## What you will do
Where the records appear below, transcribe them exactly, leaving none out.

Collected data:

____________________

PR #2430, opened 2016-05-23
Memoizer pre register readers

dgault:
This is a a basic improvement to pre register with Kryo the reader classes prior to saving or loading a memo file. A hash value is generated based on the class name, however due to a restriction of Kryo we have to use the absolute value of the hash code.

This does not guarantee that the generated id's will be unique, if we later add readers there is a possibility that that a clash may occur in which case the KryoException will be thrown. What it  does give us is consistent registering of reader classes, hopefully preventing any issues between separate jvm sessions.

One major point is that any previously generated memo files will be required to be regenerated and will be considered invalid.

Testing this is a tricky prospect as there are a number of possible workflows for the Memoizer. Previous issues have been largely reported round the ScreenReader as it requires multiple readers to be registered. A real world scenario which would be a good test case would be:
- Clearing existing memo files
- Loading a dataset which creates the new memo files
- Verifying that the new memo files load
- Kill the JVM process and relaunch
- Verify that the existing memo files still load correctly


joshmoore:
@dgault : thanks for this. Excluded since I don't have time for a regeneration at this point. My primary concern looking at this would be a Class name hash collision. Any thoughts?

dgault:
It is certainly a possibility, there is always the potential of a clash, added to the fact that the Kryo registration requires a positive int, thus increasing the potential collisions even further. If there were any collisions discovered then the implementation would simply be unusable. Im still trying to think of a cleverer solution which would be scalable without the need for hardcoding.

sbesson:
Closing for now. Can be reopened later when @joshmoore needs to reinitiate the `memoization` work.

____________________

## Task solution
PR #2430, opened 2016-05-23
Memoizer pre register readers

dgault:
This is a a basic improvement to pre register with Kryo the reader classes prior to saving or loading a memo file. A hash value is generated based on the class name, however due to a restriction of Kryo we have to use the absolute value of the hash code.

This does not guarantee that the generated id's will be unique, if we later add readers there is a possibility that that a clash may occur in which case the KryoException will be thrown. What it  does give us is consistent registering of reader classes, hopefully preventing any issues between separate jvm sessions.

One major point is that any previously generated memo files will be required to be regenerated and will be considered invalid.

Testing this is a tricky prospect as there are a number of possible workflows for the Memoizer. Previous issues have been largely reported round the ScreenReader as it requires multiple readers to be registered. A real world scenario which would be a good test case would be:
- Clearing existing memo files
- Loading a dataset which creates the new memo files
- Verifying that the new memo files load
- Kill the JVM process and relaunch
- Verify that the existing memo files still load correctly


joshmoore:
@dgault : thanks for this. Excluded since I don't have time for a regeneration at this point. My primary concern looking at this would be a Class name hash collision. Any thoughts?

dgault:
It is certainly a possibility, there is always the potential of a clash, added to the fact that the Kryo registration requires a positive int, thus increasing the potential collisions even further. If there were any collisions discovered then the implementation would simply be unusable. Im still trying to think of a cleverer solution which would be scalable without the need for hardcoding.

sbesson:
Closing for now. Can be reopened later when @joshmoore needs to reinitiate the `memoization` work.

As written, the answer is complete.